Start of Dataset extract
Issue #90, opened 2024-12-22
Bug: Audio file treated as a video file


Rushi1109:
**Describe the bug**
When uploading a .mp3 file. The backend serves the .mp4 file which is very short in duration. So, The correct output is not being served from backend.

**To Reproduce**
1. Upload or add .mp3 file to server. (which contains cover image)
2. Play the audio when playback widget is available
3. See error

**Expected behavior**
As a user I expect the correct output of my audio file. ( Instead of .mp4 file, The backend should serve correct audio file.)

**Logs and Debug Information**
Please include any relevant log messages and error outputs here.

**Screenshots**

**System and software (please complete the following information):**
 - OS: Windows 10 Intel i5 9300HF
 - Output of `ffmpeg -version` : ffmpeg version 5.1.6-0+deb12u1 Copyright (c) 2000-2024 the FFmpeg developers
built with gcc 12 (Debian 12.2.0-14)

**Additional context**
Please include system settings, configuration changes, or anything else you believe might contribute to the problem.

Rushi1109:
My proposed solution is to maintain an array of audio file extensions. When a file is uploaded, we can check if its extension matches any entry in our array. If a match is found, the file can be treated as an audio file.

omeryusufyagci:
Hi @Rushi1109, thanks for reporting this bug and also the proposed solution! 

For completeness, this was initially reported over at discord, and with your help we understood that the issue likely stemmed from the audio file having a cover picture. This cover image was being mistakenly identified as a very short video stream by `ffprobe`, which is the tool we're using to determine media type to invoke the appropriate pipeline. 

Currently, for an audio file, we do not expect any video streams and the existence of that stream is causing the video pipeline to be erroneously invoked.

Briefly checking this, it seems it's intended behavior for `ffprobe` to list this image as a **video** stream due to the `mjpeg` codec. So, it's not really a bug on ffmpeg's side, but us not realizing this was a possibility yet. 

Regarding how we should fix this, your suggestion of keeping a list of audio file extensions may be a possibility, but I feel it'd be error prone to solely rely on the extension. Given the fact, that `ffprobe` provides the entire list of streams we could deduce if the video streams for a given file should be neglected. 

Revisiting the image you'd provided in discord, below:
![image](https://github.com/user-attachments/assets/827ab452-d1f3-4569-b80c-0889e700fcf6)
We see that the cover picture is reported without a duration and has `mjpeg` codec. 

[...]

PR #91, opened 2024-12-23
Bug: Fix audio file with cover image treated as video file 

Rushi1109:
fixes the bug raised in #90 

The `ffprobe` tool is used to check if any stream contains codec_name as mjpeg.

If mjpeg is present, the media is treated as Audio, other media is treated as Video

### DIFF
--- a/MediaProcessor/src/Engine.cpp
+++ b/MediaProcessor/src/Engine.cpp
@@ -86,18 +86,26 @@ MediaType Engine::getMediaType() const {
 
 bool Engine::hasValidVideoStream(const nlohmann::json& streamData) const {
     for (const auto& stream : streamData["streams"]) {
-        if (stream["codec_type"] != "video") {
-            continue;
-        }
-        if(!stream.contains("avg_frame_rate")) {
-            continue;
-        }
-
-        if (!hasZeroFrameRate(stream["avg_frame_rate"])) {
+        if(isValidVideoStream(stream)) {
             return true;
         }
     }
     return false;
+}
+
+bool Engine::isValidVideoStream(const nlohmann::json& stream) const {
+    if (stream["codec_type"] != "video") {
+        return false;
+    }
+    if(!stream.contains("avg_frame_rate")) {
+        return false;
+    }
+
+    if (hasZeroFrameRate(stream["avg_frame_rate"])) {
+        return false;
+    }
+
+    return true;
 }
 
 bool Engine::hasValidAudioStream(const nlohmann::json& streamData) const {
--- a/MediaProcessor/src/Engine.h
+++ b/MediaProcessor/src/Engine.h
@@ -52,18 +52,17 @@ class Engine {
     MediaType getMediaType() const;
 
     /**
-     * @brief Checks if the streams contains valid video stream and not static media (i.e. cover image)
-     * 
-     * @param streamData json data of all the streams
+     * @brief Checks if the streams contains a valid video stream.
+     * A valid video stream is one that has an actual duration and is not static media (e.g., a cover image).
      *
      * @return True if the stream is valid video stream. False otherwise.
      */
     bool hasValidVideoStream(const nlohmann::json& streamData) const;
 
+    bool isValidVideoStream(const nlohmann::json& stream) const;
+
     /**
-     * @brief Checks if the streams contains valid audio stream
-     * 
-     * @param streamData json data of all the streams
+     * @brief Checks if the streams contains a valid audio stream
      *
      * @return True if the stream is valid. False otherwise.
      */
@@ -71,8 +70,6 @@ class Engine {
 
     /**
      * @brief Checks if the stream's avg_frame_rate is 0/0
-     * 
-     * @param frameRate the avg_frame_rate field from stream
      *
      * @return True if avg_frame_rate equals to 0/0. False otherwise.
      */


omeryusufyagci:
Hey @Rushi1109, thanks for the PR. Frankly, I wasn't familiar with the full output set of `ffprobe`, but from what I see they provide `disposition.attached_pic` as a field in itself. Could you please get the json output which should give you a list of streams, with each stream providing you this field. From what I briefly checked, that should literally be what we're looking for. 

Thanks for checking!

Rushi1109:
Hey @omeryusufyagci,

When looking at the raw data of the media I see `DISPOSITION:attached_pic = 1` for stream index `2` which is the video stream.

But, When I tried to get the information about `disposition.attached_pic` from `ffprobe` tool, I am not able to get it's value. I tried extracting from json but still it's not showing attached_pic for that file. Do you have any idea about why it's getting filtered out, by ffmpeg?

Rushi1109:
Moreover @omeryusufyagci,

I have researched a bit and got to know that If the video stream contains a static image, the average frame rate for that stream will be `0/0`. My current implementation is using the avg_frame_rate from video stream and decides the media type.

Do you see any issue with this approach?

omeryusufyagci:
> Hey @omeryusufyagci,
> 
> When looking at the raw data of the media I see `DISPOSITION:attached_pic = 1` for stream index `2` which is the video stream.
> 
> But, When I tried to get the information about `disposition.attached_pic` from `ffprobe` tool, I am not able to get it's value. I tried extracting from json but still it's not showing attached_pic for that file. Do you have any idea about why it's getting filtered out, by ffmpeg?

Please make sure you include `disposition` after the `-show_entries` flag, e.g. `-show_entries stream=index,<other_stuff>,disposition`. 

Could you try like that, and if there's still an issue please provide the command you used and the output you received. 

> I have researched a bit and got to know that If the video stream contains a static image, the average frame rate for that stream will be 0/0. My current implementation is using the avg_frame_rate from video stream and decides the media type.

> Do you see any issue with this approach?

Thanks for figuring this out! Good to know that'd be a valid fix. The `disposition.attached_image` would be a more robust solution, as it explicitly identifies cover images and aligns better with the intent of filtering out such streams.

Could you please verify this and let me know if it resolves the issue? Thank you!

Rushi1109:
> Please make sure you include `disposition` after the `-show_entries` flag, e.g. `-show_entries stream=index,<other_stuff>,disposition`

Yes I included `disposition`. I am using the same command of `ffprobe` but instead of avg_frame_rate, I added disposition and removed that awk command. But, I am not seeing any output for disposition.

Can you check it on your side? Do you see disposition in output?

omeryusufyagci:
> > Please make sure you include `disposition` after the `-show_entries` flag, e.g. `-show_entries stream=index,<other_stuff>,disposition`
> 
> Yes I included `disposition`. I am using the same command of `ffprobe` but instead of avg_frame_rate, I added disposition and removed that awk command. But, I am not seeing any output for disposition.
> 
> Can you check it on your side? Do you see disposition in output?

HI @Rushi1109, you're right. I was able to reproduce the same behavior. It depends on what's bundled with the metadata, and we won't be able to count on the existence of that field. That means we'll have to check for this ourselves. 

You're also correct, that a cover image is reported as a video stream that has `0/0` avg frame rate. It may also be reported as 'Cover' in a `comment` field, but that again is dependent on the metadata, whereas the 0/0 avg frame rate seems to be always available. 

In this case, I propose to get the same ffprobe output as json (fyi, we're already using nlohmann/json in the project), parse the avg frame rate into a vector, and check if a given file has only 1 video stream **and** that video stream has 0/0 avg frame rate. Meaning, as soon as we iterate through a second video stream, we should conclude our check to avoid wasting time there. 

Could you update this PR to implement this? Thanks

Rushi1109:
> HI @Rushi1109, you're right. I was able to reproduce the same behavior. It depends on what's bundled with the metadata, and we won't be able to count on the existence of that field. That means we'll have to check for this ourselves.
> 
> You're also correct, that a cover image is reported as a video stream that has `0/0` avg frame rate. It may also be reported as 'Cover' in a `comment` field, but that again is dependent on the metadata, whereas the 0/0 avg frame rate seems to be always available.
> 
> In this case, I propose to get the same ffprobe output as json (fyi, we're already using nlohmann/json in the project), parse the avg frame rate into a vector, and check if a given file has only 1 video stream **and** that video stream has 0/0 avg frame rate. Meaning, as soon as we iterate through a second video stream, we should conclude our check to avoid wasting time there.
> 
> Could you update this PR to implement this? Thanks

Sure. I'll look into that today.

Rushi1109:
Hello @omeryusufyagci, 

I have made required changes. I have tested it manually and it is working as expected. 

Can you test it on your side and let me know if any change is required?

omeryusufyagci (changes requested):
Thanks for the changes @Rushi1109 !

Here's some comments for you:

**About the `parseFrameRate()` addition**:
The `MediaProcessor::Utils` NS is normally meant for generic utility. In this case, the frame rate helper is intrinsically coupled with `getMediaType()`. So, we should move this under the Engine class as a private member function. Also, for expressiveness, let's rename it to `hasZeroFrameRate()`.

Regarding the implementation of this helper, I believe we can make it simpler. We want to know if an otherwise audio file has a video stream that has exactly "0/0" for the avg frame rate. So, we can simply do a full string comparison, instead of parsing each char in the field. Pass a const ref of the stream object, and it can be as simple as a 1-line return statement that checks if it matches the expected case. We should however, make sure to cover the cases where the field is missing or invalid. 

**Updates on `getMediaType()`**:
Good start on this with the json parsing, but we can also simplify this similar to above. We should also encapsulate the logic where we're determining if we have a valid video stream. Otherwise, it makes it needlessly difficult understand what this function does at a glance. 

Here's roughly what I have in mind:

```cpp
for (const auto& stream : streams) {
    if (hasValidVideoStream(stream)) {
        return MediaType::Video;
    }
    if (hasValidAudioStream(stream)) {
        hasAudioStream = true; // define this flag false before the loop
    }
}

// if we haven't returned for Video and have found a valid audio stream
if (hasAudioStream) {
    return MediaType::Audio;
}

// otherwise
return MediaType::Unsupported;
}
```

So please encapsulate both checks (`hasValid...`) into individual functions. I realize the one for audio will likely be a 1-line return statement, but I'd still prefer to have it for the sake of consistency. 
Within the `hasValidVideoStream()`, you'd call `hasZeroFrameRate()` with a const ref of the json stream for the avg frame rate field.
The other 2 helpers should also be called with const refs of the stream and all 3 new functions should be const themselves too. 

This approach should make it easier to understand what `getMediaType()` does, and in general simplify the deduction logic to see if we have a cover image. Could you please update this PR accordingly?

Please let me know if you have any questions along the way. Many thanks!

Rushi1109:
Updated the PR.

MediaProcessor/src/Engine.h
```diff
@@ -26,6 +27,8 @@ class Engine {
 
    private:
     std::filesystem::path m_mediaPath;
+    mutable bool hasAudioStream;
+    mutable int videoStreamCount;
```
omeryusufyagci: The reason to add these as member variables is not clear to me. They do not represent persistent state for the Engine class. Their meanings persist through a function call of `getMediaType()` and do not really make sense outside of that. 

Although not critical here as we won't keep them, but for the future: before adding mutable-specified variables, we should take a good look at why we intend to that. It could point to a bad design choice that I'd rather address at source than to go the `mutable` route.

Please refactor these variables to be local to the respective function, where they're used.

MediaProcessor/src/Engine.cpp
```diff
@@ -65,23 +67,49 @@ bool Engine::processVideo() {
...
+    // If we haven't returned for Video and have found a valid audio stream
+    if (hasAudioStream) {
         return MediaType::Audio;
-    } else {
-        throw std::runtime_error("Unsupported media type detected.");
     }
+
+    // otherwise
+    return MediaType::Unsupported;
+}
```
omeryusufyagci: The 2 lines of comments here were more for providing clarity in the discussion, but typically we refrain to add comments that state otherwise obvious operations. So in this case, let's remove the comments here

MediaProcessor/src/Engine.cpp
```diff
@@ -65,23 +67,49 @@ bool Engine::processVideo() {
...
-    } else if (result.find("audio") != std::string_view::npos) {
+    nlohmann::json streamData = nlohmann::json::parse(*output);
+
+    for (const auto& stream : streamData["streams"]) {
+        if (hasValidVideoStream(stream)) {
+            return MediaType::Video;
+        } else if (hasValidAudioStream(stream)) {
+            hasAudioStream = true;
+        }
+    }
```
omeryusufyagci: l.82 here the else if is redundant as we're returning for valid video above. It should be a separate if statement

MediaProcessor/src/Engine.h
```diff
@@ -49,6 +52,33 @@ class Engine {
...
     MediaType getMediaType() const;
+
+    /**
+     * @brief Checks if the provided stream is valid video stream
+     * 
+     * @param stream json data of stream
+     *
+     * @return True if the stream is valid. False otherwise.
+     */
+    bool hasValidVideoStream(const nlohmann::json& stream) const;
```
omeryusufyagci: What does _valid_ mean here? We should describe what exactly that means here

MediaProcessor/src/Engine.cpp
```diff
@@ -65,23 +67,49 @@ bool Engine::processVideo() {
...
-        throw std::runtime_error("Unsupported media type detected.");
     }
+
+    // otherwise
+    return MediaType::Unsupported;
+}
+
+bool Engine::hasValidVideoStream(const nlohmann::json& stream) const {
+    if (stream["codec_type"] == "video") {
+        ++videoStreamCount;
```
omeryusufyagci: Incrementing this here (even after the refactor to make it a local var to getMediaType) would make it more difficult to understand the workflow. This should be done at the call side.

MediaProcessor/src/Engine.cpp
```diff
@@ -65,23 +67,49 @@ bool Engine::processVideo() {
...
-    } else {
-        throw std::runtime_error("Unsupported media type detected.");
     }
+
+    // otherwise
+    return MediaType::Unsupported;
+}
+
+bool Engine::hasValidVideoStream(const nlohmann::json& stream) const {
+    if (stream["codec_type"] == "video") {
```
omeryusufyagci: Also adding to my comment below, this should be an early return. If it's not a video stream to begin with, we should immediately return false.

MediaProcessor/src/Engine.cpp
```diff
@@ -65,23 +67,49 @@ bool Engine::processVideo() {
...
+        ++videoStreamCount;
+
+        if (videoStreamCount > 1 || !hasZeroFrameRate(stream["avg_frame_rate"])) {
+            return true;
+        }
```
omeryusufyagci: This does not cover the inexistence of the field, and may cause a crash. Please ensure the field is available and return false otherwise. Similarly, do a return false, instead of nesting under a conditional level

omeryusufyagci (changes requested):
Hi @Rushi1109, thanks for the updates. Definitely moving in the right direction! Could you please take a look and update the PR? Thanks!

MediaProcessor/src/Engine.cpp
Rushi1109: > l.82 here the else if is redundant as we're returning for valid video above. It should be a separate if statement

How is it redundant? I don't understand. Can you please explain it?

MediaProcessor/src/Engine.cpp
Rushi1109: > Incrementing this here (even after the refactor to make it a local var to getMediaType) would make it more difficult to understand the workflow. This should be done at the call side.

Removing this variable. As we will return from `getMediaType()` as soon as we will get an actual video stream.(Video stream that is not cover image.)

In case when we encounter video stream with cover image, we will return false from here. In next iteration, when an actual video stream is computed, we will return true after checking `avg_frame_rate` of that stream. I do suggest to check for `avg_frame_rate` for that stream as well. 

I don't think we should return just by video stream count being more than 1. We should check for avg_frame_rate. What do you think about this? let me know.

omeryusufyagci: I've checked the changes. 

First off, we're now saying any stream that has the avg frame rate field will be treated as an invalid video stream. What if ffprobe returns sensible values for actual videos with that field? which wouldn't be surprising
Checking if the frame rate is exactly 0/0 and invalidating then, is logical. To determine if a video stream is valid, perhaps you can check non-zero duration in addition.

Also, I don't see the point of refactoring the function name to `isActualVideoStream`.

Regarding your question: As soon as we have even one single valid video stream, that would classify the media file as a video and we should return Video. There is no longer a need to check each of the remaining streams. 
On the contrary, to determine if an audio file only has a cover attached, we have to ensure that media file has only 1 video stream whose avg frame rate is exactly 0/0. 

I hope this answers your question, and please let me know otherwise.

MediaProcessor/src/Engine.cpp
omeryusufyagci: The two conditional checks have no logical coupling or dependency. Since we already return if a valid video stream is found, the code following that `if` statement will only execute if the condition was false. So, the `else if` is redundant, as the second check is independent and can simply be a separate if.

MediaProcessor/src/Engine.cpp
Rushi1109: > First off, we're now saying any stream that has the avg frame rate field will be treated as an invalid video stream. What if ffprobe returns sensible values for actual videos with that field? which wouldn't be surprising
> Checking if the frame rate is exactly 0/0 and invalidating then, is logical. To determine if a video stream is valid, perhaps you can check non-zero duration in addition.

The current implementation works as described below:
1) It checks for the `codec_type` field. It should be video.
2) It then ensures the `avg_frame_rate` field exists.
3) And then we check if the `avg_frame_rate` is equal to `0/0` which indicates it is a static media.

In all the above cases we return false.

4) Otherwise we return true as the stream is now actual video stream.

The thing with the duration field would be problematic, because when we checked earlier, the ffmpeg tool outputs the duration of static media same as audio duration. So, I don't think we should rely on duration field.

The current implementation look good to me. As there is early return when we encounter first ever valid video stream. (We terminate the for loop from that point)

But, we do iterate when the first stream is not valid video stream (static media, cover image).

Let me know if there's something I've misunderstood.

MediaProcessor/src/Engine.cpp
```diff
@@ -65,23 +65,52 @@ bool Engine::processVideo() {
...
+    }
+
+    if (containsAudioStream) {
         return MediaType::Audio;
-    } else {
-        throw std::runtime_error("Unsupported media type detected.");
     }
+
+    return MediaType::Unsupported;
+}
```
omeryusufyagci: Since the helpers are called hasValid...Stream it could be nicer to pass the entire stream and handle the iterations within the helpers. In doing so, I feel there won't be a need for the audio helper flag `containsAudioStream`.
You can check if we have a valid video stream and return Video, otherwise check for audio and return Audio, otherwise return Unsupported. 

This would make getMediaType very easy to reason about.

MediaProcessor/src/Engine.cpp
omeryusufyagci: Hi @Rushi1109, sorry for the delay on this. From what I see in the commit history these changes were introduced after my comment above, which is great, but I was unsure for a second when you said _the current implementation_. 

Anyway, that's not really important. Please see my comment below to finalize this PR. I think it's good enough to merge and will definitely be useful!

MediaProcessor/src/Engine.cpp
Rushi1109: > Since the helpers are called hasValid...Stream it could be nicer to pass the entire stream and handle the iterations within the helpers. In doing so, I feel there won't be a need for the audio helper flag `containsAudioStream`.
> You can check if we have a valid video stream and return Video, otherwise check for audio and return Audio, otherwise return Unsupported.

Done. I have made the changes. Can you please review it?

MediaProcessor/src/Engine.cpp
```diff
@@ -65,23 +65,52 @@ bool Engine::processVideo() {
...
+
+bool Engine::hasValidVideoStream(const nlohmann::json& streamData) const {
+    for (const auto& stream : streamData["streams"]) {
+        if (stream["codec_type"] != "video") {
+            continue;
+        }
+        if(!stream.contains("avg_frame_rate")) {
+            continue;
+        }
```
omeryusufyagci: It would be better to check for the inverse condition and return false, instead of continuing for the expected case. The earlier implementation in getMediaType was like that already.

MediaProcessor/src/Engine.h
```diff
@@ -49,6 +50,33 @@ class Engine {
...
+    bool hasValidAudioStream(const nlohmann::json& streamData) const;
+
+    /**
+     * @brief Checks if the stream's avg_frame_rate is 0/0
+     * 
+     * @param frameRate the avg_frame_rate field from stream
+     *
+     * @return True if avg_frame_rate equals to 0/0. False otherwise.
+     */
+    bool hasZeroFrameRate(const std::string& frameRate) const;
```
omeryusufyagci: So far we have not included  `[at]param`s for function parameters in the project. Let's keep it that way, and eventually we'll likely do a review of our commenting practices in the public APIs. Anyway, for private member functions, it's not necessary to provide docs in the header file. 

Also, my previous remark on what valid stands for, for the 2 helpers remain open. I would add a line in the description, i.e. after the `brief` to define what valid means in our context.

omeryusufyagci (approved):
End of Dataset extract
Start of Dataset extract
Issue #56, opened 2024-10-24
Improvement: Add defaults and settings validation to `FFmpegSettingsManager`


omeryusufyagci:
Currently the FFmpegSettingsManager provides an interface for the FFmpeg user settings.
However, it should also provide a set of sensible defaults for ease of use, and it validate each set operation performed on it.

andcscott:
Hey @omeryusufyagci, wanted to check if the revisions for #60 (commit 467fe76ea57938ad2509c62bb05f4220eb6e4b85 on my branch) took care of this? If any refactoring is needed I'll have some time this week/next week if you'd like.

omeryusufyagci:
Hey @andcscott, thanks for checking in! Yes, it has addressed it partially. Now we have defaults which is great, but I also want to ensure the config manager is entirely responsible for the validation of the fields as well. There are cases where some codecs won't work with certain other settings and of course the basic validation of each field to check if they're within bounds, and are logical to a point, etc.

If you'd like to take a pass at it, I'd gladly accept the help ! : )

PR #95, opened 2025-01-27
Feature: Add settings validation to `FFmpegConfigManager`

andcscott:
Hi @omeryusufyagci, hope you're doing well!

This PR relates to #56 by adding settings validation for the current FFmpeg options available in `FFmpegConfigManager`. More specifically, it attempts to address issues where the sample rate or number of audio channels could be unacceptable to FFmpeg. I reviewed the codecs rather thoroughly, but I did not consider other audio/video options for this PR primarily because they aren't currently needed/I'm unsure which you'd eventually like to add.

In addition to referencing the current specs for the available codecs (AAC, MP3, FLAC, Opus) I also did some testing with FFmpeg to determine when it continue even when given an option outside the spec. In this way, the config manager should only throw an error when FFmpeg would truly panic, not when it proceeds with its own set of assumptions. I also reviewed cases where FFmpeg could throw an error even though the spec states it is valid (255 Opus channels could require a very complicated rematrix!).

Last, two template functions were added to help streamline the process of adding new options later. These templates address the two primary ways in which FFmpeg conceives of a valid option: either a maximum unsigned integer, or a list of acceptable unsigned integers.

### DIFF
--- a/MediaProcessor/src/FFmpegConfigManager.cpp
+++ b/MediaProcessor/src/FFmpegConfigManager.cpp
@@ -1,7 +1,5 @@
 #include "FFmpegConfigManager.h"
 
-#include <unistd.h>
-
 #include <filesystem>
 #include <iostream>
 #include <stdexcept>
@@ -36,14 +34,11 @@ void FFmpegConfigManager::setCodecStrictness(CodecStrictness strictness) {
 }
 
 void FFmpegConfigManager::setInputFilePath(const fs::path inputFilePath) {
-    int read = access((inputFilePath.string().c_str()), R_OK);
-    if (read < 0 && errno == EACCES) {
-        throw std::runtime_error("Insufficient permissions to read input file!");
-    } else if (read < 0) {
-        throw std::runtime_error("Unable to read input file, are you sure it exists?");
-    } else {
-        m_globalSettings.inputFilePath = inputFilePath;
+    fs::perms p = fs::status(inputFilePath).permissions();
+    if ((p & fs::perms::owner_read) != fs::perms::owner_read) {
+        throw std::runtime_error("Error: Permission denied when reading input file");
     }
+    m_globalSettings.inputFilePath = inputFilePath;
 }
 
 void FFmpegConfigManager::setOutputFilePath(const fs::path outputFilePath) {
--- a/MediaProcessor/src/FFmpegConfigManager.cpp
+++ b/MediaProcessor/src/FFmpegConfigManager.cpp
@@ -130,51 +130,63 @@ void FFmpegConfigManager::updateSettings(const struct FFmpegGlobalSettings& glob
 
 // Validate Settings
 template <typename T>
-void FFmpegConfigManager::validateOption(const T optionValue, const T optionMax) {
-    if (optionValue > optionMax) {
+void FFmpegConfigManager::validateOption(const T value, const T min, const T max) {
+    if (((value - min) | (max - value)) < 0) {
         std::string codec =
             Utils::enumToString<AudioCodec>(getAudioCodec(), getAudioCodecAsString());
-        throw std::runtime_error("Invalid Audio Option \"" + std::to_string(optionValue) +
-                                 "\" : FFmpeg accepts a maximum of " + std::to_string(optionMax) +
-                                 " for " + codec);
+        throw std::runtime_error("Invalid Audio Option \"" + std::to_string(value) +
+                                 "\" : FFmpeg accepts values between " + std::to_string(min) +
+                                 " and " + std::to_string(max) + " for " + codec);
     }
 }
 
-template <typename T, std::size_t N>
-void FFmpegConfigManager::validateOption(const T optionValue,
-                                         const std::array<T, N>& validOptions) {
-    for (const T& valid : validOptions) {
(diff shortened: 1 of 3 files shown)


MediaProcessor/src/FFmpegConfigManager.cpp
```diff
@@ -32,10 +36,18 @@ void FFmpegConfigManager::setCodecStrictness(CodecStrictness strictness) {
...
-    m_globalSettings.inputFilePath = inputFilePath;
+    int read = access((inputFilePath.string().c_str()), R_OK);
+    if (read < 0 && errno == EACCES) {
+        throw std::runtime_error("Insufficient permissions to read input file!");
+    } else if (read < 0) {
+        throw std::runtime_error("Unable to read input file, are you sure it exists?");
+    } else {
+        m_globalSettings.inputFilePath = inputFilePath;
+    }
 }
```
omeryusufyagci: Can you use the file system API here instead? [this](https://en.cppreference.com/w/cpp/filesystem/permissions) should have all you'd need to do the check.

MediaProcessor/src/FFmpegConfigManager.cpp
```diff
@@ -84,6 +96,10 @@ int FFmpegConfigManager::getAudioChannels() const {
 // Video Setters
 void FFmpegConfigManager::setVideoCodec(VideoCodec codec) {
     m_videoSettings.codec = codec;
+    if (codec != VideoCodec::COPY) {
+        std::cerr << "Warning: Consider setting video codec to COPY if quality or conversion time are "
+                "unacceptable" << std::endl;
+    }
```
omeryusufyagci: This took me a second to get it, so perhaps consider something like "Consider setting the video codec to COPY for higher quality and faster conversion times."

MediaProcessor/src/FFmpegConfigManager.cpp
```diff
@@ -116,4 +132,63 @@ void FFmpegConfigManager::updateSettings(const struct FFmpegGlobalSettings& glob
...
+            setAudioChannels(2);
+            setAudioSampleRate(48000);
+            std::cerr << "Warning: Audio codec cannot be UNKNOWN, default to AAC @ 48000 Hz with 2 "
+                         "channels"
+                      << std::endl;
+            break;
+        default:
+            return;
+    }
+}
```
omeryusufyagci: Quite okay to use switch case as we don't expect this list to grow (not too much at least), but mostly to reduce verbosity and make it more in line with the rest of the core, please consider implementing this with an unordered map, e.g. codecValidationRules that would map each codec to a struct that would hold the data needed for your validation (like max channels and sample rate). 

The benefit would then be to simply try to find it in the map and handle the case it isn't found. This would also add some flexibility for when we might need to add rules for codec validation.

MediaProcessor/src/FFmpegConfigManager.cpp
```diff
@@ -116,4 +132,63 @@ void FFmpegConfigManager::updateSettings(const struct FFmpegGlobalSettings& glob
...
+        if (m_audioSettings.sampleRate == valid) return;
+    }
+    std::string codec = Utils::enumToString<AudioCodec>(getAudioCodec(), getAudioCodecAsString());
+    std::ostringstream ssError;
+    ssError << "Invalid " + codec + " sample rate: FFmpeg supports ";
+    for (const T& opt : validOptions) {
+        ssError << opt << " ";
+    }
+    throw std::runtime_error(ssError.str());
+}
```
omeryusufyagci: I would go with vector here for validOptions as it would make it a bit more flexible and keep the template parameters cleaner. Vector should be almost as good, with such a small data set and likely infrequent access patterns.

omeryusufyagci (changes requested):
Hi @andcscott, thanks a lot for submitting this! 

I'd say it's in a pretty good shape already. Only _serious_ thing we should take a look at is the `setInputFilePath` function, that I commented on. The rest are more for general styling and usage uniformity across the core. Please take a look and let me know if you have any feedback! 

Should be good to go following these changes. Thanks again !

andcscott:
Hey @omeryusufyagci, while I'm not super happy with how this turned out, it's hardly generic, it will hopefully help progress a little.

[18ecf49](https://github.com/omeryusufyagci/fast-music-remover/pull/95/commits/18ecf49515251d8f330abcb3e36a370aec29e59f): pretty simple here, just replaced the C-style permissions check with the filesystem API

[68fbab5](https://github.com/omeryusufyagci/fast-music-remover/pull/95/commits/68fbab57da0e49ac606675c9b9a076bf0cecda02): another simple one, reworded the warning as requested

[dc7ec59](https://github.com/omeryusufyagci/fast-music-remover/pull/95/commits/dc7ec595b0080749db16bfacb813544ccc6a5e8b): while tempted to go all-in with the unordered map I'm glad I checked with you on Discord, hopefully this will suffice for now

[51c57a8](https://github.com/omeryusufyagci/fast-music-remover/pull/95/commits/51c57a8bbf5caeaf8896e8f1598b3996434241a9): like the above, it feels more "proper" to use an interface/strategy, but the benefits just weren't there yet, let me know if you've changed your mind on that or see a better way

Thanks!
End of Dataset extract
Go through the entries. Report every line that contains the word "decides".

I have researched a bit and got to know that If the video stream contains a static image, the average frame rate for that stream will be `0/0`. My current implementation is using the avg_frame_rate from video stream and decides the media type.
> I have researched a bit and got to know that If the video stream contains a static image, the average frame rate for that stream will be 0/0. My current implementation is using the avg_frame_rate from video stream and decides the media type.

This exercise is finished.